Memory Management Optimizations in HBase MemStore: SkipList, MemStoreLAB, ChunkPool, Off‑heap and CCSMap

Java memory management is a critical topic for large‑scale systems such as HBase, Flink and Spark, especially when the JVM heap is large and low latency is required. HBase’s MemStore consists of two major components: the native KeyValue storage and a ConcurrentSkipListMap that indexes these values.

SkipList‑based MemStore model

The basic MemStore implementation stores KeyValue objects in a ConcurrentSkipListMap , which provides O(log N) expected time for query, insert and delete operations. The JDK’s native implementation is ConcurrentSkipListMap (CSLM) and its underlying data structure is a skip list.

When a KeyValue is written, the JVM first allocates an object for the key/value pair and then calls ConcurrentSkipListMap.put(key, value) . This simple approach leads to high GC pressure because each write creates a separate object that quickly promotes to the old generation.

MemStoreLAB – batch allocation

To reduce per‑KV allocations, HBase introduces MemStoreLAB (MSLAB) . Instead of allocating a new object for each KeyValue , MSLAB pre‑allocates a 2 MiB Chunk and copies successive KeyValue instances into it. After copying, a lightweight Cell (implemented as ByteBufferChunkKeyValue ) points to the data inside the chunk, and only the Cell is inserted into the skip list. The original KeyValue objects become eligible for young‑generation GC.

Memory layout of ByteBufferChunkKeyValue :

protected final ByteBuffer buf;
protected final int offset;
protected final int length;
private long seqId = 0;

The size of a Cell is roughly 40 bytes, while a native KeyValue can be around 120 bytes, i.e., three times larger.

ChunkPool – reusable chunks

MSLAB still creates a new Chunk each time the current one fills. ChunkPool reuses freed chunks: after a MemStore flush, all its chunks are returned to a global pool managed by the RegionServer. Subsequent writes can obtain a chunk from the pool, reducing the frequency of heap allocations and easing young‑generation GC.

Off‑heap chunk allocation

Starting with HBase 2.x, chunks can be allocated off‑heap using ByteBuffer.allocateDirect . The configuration key hbase.regionserver.offheap.global.memstore.size enables a global off‑heap budget for all MemStores, allowing the system to keep large chunks outside the JVM heap.

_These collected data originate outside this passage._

PR #358, opened 2024-02-03
Use `write.parquet.compression-{codec,level}`

jonashaag:
I had to change the `metadata_collector` code due to https://github.com/dask/dask/issues/7977.

For the `<not set>` case (no compression specified) the tests currently pass locally but they shouldn't as we never set zstd as the default. Not sure what's going on?

Should we default to gzip which is the default for Iceberg according to [this](https://iceberg.apache.org/docs/latest/configuration/) document, or should we use a more reasonable and modern default like zstd level 3?

### DIFF
--- a/pyiceberg/catalog/rest.py
+++ b/pyiceberg/catalog/rest.py
@@ -450,10 +450,6 @@ class RestCatalog(Catalog):
         iceberg_schema = self._convert_schema_if_needed(schema)
         iceberg_schema = assign_fresh_schema_ids(iceberg_schema)
 
-        properties = properties.copy()
-        for copy_key in ["write.parquet.compression-codec", "write.parquet.compression-level"]:
-            if copy_key in self.properties:
-                properties[copy_key] = self.properties[copy_key]
         namespace_and_table = self._split_identifier_for_path(identifier)
         request = CreateTableRequest(
             name=namespace_and_table["table"],
--- a/pyiceberg/catalog/rest.py
+++ b/pyiceberg/catalog/rest.py
@@ -450,6 +450,10 @@ class RestCatalog(Catalog):
         iceberg_schema = self._convert_schema_if_needed(schema)
         iceberg_schema = assign_fresh_schema_ids(iceberg_schema)
 
+        properties = properties.copy()
+        for copy_key in ["write.parquet.compression-codec", "write.parquet.compression-level"]:
+            if copy_key in self.properties:
+                properties[copy_key] = self.properties[copy_key]
         namespace_and_table = self._split_identifier_for_path(identifier)
         request = CreateTableRequest(
             name=namespace_and_table["table"],
--- a/pyiceberg/io/pyarrow.py
+++ b/pyiceberg/io/pyarrow.py
@@ -1758,9 +1758,11 @@ def write_file(table: Table, tasks: Iterator[WriteTask]) -> Iterator[DataFile]:
 
 def _get_parquet_writer_kwargs(table_properties: Properties) -> Dict[str, Any]:
     def _get_int(key: str) -> Optional[int]:
-        value = table_properties.get(key)
-        if value is None:
-            return None
+        if value := table_properties.get(key):
+            try:
+                return int(value)
+            except ValueError as e:
+                raise ValueError(f"Could not parse table property {key} to an integer: {value}") from e
         else:
             return int(value)
 
--- a/pyiceberg/io/pyarrow.py
+++ b/pyiceberg/io/pyarrow.py
@@ -26,6 +26,7 @@ with the pyarrow library.
 from __future__ import annotations
 
 import concurrent.futures
+import fnmatch
 import itertools
 import logging
 import os
@@ -1720,23 +1721,14 @@ def write_file(table: Table, tasks: Iterator[WriteTask]) -> Iterator[DataFile]:
     except StopIteration:
         pass
 
-    compression_codec = table.properties.get("write.parquet.compression-codec")
-    compression_level = table.properties.get("write.parquet.compression-level")
-    compression_options: Dict[str, Any]
-    if compression_codec == "uncompressed":
-        compression_options = {"compression": "none"}
-    else:
-        compression_options = {
-            "compression": compression_codec,
-            "compression_level": None if compression_level is None else int(compression_level),
-        }
+    parquet_writer_kwargs = _get_parquet_writer_kwargs(table.properties)
 
     file_path = f'{table.location()}/data/{task.generate_data_file_filename("parquet")}'
     file_schema = schema_to_pyarrow(table.schema())
 
     fo = table.io.new_output(file_path)
     with fo.create(overwrite=True) as fos:
-        with pq.ParquetWriter(fos, schema=file_schema, version="1.0", **compression_options) as writer:
+        with pq.ParquetWriter(fos, schema=file_schema, version="1.0", **parquet_writer_kwargs) as writer:
             writer.write_table(task.df)
 
     data_file = DataFile(
@@ -1762,3 +1754,39 @@ def write_file(table: Table, tasks: Iterator[WriteTask]) -> Iterator[DataFile]:
         parquet_column_mapping=parquet_path_to_id_mapping(table.schema()),
     )
     return iter([data_file])
+
+
+def _get_parquet_writer_kwargs(table_properties: Properties) -> Dict[str, Any]:
+    def _get_int(key: str) -> Optional[int]:
+        value = table_properties.get(key)
+        if value is None:
+            return None
+        else:
+            return int(value)
+
+    for key_pattern in [
+        "write.parquet.row-group-size-bytes",
+        "write.parquet.page-row-limit",
+        "write.parquet.bloom-filter-max-bytes",
+        "write.parquet.bloom-filter-enabled.column.*",
+    ]:
+        unsupported_keys = fnmatch.filter(table_properties, key_pattern)
+        if unsupported_keys:
+            raise NotImplementedError(f"Parquet writer option(s) {unsupported_keys} not implemented")
+
+    kwargs: Dict[str, Any] = {
+        "data_page_size": _get_int("write.parquet.page-size-bytes"),
+        "dictionary_pagesize_limit": _get_int("write.parquet.dict-size-bytes"),
+    }
+
+    compression_codec = table_properties.get("write.parquet.compression-codec")
+    compression_level = _get_int("write.parquet.compression-level")
+    if compression_codec == "uncompressed":
+        kwargs.update({"compression": "none"})
+    else:
+        kwargs.update({
+            "compression": compression_codec,
+            "compression_level": compression_level,
+        })
+
+    return kwargs
--- a/pyiceberg/io/pyarrow.py
+++ b/pyiceberg/io/pyarrow.py
@@ -1763,6 +1763,8 @@ def _get_parquet_writer_kwargs(table_properties: Properties) -> Dict[str, Any]:
                 return int(value)
             except ValueError as e:
                 raise ValueError(f"Could not parse table property {key} to an integer: {value}") from e
+        else:
+            return None
 
     for key_pattern in [
         "write.parquet.row-group-size-bytes",
@@ -1770,9 +1772,8 @@ def _get_parquet_writer_kwargs(table_properties: Properties) -> Dict[str, Any]:
         "write.parquet.bloom-filter-max-bytes",
         "write.parquet.bloom-filter-enabled.column.*",
     ]:
-        unsupported_keys = fnmatch.filter(table_properties, key_pattern)
-        if set_unsupported_keys := [table_properties[key] for key in unsupported_keys]:
-            raise NotImplementedError(f"Parquet writer option(s) {set_unsupported_keys} not implemented")
+        if unsupported_keys := fnmatch.filter(table_properties, key_pattern):
+            raise NotImplementedError(f"Parquet writer option(s) {unsupported_keys} not implemented")
 
     compression_codec = table_properties.get("write.parquet.compression-codec")
     compression_level = _get_int("write.parquet.compression-level")
--- a/pyiceberg/io/pyarrow.py
+++ b/pyiceberg/io/pyarrow.py
@@ -1775,7 +1775,7 @@ def _get_parquet_writer_kwargs(table_properties: Properties) -> Dict[str, Any]:
         if unsupported_keys := fnmatch.filter(table_properties, key_pattern):
             raise NotImplementedError(f"Parquet writer option(s) {unsupported_keys} not implemented")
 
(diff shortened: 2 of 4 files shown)


pyiceberg/io/pyarrow.py
```diff
@@ -1720,13 +1720,22 @@ def write_file(table: Table, tasks: Iterator[WriteTask]) -> Iterator[DataFile]:
     except StopIteration:
         pass
 
+    compression_codec = table.properties.get("write.parquet.compression-codec")
+    compression_level = table.properties.get("write.parquet.compression-level")
+    if compression_codec == "uncompressed":
+        compression_options = {"compression": "none"}
+    else:
```
syun64, line 1727: How do you feel about checking if `compression_codec is not None` before adding the compression option to the ParquetWriter kwarg?

I think we can use the meaningful distinction between None and string 'NONE' to mean either that the compression codec was not set (and hence should use the default) versus 'NONE' meaning that we'd like to avoid compression altogether. I think this might help clean up some of the if conditions in **test_parquet_compression**

tests/integration/test_writes.py
```diff
@@ -489,6 +492,50 @@ def test_data_files(spark: SparkSession, session_catalog: Catalog, arrow_table_w
...
+    )
+    uri = urlparse(data_file_paths[0])
+    with fs.open_input_file(f"{uri.netloc}{uri.path}") as f:
+        parquet_metadata = pq.read_metadata(f)
+        compression = parquet_metadata.row_group(0).column(0).compression
+
+    if compression_codec == "<not set>":
+        assert compression == "ZSTD"
+    else:
+        assert compression == compression_codec.upper()
```
syun64, line 536: I wonder if passing these expected values in pytest.mark.parametrize would make the test a lot more easy to follow, by allowing us to avoid using these if statements for certain inputs. Same goes for the compression-level as well

pyiceberg/io/pyarrow.py
```diff
@@ -1720,13 +1720,22 @@ def write_file(table: Table, tasks: Iterator[WriteTask]) -> Iterator[DataFile]:
     except StopIteration:
         pass
 
+    compression_codec = table.properties.get("write.parquet.compression-codec")
+    compression_level = table.properties.get("write.parquet.compression-level")
+    if compression_codec == "uncompressed":
```
syun64, line 1725: Do we need this handling? Could we just interpret string 'none' value to mean something different from not setting the write.parquet.compression-codec property at all?

I think it would be simpler to just propagate the string value directly to the compression option of the [ParquetWriter](https://arrow.apache.org/docs/python/generated/pyarrow.parquet.ParquetWriter.html):

"compression[str](https://docs.python.org/3/library/stdtypes.html#str) or [dict](https://docs.python.org/3/library/stdtypes.html#dict), default ‘snappy’
Specify the compression codec, either on a general basis or per-column. Valid values: {‘NONE’, ‘SNAPPY’, ‘GZIP’, ‘BROTLI’, ‘LZ4’, ‘ZSTD’}."

tests/integration/test_writes.py
```diff
@@ -489,6 +492,50 @@ def test_data_files(spark: SparkSession, session_catalog: Catalog, arrow_table_w
...
+        access_key=catalog.properties["s3.access-key-id"],
+        secret_key=catalog.properties["s3.secret-access-key"],
+    )
+    uri = urlparse(data_file_paths[0])
+    with fs.open_input_file(f"{uri.netloc}{uri.path}") as f:
+        parquet_metadata = pq.read_metadata(f)
+        compression = parquet_metadata.row_group(0).column(0).compression
+
+    if compression_codec == "<not set>":
+        assert compression == "ZSTD"
```
syun64, line 534: Yeah just as you noted in the PR description, this issue is interesting @jonashaag ! I'm not sure at a first glance how this is being set as ZSTD by default.

Since ParquetWriter compression default is 'snappy' and Iceberg's is 'gzip', I think we will have to set the default value when parsing the properties regardless, just like you suggested.

syun64:
@jonashaag thank you for raising the issue and putting this PR together so quickly! We are very excited to group this fix in with the impending 0.6.0 release. I've left some comments on the PR - let's also wait for reviews from @Fokko and others, and hopefully get this merged in soon 😄

pyiceberg/io/pyarrow.py
jonashaag: Sorry I don't understand what you mean

pyiceberg/io/pyarrow.py
jonashaag: `uncompressed` is the official string for no compression I guess, see https://iceberg.apache.org/docs/latest/configuration/#read-properties

jonashaag:
Can you start CI @syun64?

pyiceberg/io/pyarrow.py
syun64: I missed that. Makes sense 👍

amogh-jahagirdar:
> For the <not set> case (no compression specified) the tests currently pass locally but they shouldn't as we never set zstd as the default

The default parquet compression is ZSTD at least for the integration test purpose, since the integration tests are using a Java based REST catalog and when the metadata.json file gets written, we'll persist ZSTD by default for Parquet files https://github.com/apache/iceberg/commit/2e291c2b67a643ffe93e139483df55f3639cc39d

pyiceberg/io/pyarrow.py
syun64: Sorry for the confusion. I was trying to find an alternative to using the string "<not set>" to emulate the case where write.parquet.compression-codec isn't set in the test case below.

pyiceberg/catalog/rest.py
```diff
@@ -450,6 +450,10 @@ def create_table(
         iceberg_schema = self._convert_schema_if_needed(schema)
         iceberg_schema = assign_fresh_schema_ids(iceberg_schema)
 
+        properties = properties.copy()
```
syun64, line 453: I'm realizing that in the java code base, **write.parquet.compression-codec** is a [table property](https://github.com/apache/iceberg/blob/fb02bd2d713c9bef8b8ccee334f6d65087c344b2/core/src/main/java/org/apache/iceberg/TableProperties.java#L144C30-L144C49), that can be overridden as a [runtime option](https://iceberg.apache.org/docs/latest/spark-configuration/#write-options) on write.

Does it make sense to keep this logic to copy these properties from the catalog properties, or should we simply rely on the users to [set these as table properties](https://github.com/apache/iceberg-python/blob/e385e7757cac08380a7578cf5a230bd62e88bb36/pyiceberg/catalog/rest.py#L448) on table creation?

syun64: For example, like: 

```
tbl = catalog.create_table(identifier=identifier, schema=TABLE_SCHEMA, properties={'format-version': '1', 'write.parquet.compression-codec': compression_codec, 'write.parquet.compression-level' compression_level})
```

pyiceberg/io/pyarrow.py
jonashaag: Sorry I still don't understand what you want me to do

syun64: Let's resolve this review comment. Your review recent commit fixed the pattern in the test, and we shouldn't expect to see **None** table property values here.

tests/integration/test_writes.py
```diff
@@ -489,6 +492,58 @@ def test_data_files(spark: SparkSession, session_catalog: Catalog, arrow_table_w
...
+            **compression_properties,
+        },
+    )
+    identifier = "default.arrow_data_files"
+
+    try:
+        catalog.drop_table(identifier=identifier)
+    except NoSuchTableError:
+        pass
+    tbl = catalog.create_table(identifier=identifier, schema=TABLE_SCHEMA, properties={'format-version': '1'})
```
syun64, line 528:
```suggestion
    tbl = catalog.create_table(identifier=identifier, schema=TABLE_SCHEMA, properties={'format-version': '1', **compression_properties})
```

tests/integration/test_writes.py
```diff
@@ -489,6 +492,58 @@ def test_data_files(spark: SparkSession, session_catalog: Catalog, arrow_table_w
...
+    catalog = load_catalog(
+        "local",
+        **{
+            "type": "rest",
+            "uri": "http://localhost:8181",
+            "s3.endpoint": "http://localhost:9000",
+            "s3.access-key-id": "admin",
+            "s3.secret-access-key": "password",
+            **compression_properties,
+        },
```
syun64, line 520:
```suggestion
            "s3.secret-access-key": "password",
        },
```

pyiceberg/catalog/rest.py
```diff
@@ -450,6 +450,10 @@ def create_table(
...
+        for copy_key in ["write.parquet.compression-codec", "write.parquet.compression-level"]:
+            if copy_key in self.properties:
+                properties[copy_key] = self.properties[copy_key]
```
syun64, line 456:
```suggestion
```

syun64 (commented):
Suggestions in line with [review comment](https://github.com/apache/iceberg-python/pull/358/files#r1477128027) to use write.parquet.compression-codec as table property instead of catalog property

jonashaag:
I've changed the properties to be table properties and added handling for some other Parquet properites

pyiceberg/io/pyarrow.py
```diff
@@ -1745,14 +1747,41 @@ def write_file(table: Table, tasks: Iterator[WriteTask]) -> Iterator[DataFile]:
...
     return iter([data_file])
+
+
+def _get_parquet_writer_kwargs(table_properties: Properties) -> Dict[str, Any]:
+    def _get_int(key: str) -> Optional[int]:
+        value = table_properties.get(key)
+        if value is None:
+            return None
+        else:
+            return int(value)
```
Fokko, line 1765: Nit:
```suggestion
        if value := table_properties.get(key):
            try:
                return int(value)
            except ValueError as e:
                raise ValueError(f"Could not parse table property {key} to an integer: {value}") from e
        else:
            return int(value)
```

pyiceberg/io/pyarrow.py
```diff
@@ -1745,14 +1747,41 @@ def write_file(table: Table, tasks: Iterator[WriteTask]) -> Iterator[DataFile]:
...
+
+    for key_pattern in [
```
Fokko, line 1767: Do we want to blow up if one of the properties isn't set?

Fokko (commented):
This looks great @jonashaag Thanks for jumping on this right away. Once this is in we can do another release candidate 👍 

Could you add this to the docs? This is in `mkdocs/docs/`. I don't think we have a table for this today, but I think we should add it under the paragraph of the file-io: https://py.iceberg.apache.org/configuration/#fileio

pyiceberg/io/pyarrow.py
jonashaag: Ooh the walrus operator already exists in Python 3.8 \o/

pyiceberg/io/pyarrow.py
jonashaag: We want to raise if one of the properties is set. But I guess we should check for None

jonashaag:
Sorry I don't feel comfortable writing documentation because I still lack a lot of Iceberg understanding and terminology. Could you do that part please?

Fokko:
> Sorry I don't feel comfortable writing documentation because I still lack a lot of Iceberg understanding and terminology. Could you do that part please?

Sure thing, no problem at all 👍 

> Should we default to gzip which is the default for Iceberg according to [this](https://iceberg.apache.org/docs/latest/configuration/) document, or should we use a more reasonable and modern default like zstd level 3?

This is a bug in the documentation. See https://github.com/apache/iceberg-docs/pull/305/. Since Java 1.4 it has changed to zstd. But that fix in the documentation has not yet been released (will be part of 1.5).

tests/integration/test_writes.py
Fokko: This is a bug in the documentation :( See https://github.com/apache/iceberg-docs/pull/305. Since Java 1.4 it has changed to zstd. But that fix in the documentation has not yet been released (will be part of 1.5).

pyiceberg/io/pyarrow.py
jonashaag: None is not allowed, reverted my changes

jonashaag:
Sweet, ready to merge from my POV

pyiceberg/io/pyarrow.py
```diff
@@ -1745,14 +1747,42 @@ def write_file(table: Table, tasks: Iterator[WriteTask]) -> Iterator[DataFile]:
...
     )
 
-    if len(collected_metrics) != 1:
-        # One file has been written
-        raise ValueError(f"Expected 1 entry, got: {collected_metrics}")
-
     fill_parquet_file_metadata(
         data_file=data_file,
-        parquet_metadata=collected_metrics[0],
+        parquet_metadata=writer.writer.metadata,
```
Fokko, line 1752: I checked this through the debugger, and this looks good. Nice change @jonashaag 👍

Fokko (approved):
Looks good. Thanks for picking this up on such a short notice @jonashaag

pyiceberg/io/pyarrow.py
jonashaag: You can also tell from the PyArrow code that it's identical :)

pyiceberg/io/pyarrow.py
```diff
@@ -1745,14 +1747,42 @@ def write_file(table: Table, tasks: Iterator[WriteTask]) -> Iterator[DataFile]:
...
+    for key_pattern in [
+        "write.parquet.row-group-size-bytes",
+        "write.parquet.page-row-limit",
+        "write.parquet.bloom-filter-max-bytes",
+        "write.parquet.bloom-filter-enabled.column.*",
+    ]:
+        if unsupported_keys := fnmatch.filter(table_properties, key_pattern):
+            raise NotImplementedError(f"Parquet writer option(s) {unsupported_keys} not implemented")
+
+    compression_codec = table_properties.get("write.parquet.compression-codec")
```
HonahX, line 1778:
```suggestion
    compression_codec = table_properties.get("write.parquet.compression-codec", "zstd")
```
How about adding the default value here? RestCatalog backend and HiveCatalog explicitly set the default codec at catalog level. https://github.com/apache/iceberg-python/blob/02e64300aee376a76c175be253a29dcd7c31f0cc/pyiceberg/catalog/hive.py#L158

But other catalogs, such as `glue` and `sql`, do not set this explicitly when creating new tables. In general, for tables that have no `write.parquet.compression-codec` key in its property, we still want to use the default codec `zstd` when writing parquet.

HonahX (commented):
Thanks for the great work! @jonashaag. Overall LGTM! Just have one comment about the default value.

Problems with the native CSLM

The JDK CSLM creates a separate Node object for each entry and an Index object for each level. The relevant source snippets are:

static final class Node<K,V> {
    final K key;
    volatile Object value;
    volatile Node<K,V> next;
    ...
}
static final class Index<K,V> {
    final Node<K,V> node;
    final Index<K,V> down;
    volatile Index<K,V> right;
    ...
}

For a workload of 50 M KV pairs, this results in roughly 62.5 M objects and about 2.5 GiB of memory solely for the skip‑list structure, dramatically increasing GC pressure.

CompactingMemStore – flattening the skip list

CompactingMemStore converts the CSLM‑based immutable segments into either a contiguous CellArrayImmutableSegment (simple array) or a CellChunkImmutableSegment (array stored in a large off‑heap chunk). This “flatten” step removes the heavy Node/Index objects, reduces fragmentation, and allows the memory to be managed more efficiently.

CCSMap – a compressed CSLM

Alibaba’s CCSMap (CompactedConcurrentSkipListMap) further compresses the CSLM by merging the Index information into the Node itself, resulting in a single‑object representation. Nodes are then stored sequentially in fixed‑size chunks, similar to MSLAB, and can be allocated off‑heap.

Memory savings example (50 M KV): CCSMap uses about 900 MiB versus 2.5 GiB for the original CSLM—a reduction of roughly 64 %.

Conclusion

The evolution of MemStore memory management shows that the key to performance is reducing per‑KV object creation and keeping data in large, contiguous memory regions (chunks). Techniques such as MemStoreLAB, ChunkPool, off‑heap allocation, CompactingMemStore and CCSMap collectively lower GC overhead, improve memory utilization and increase overall HBase throughput.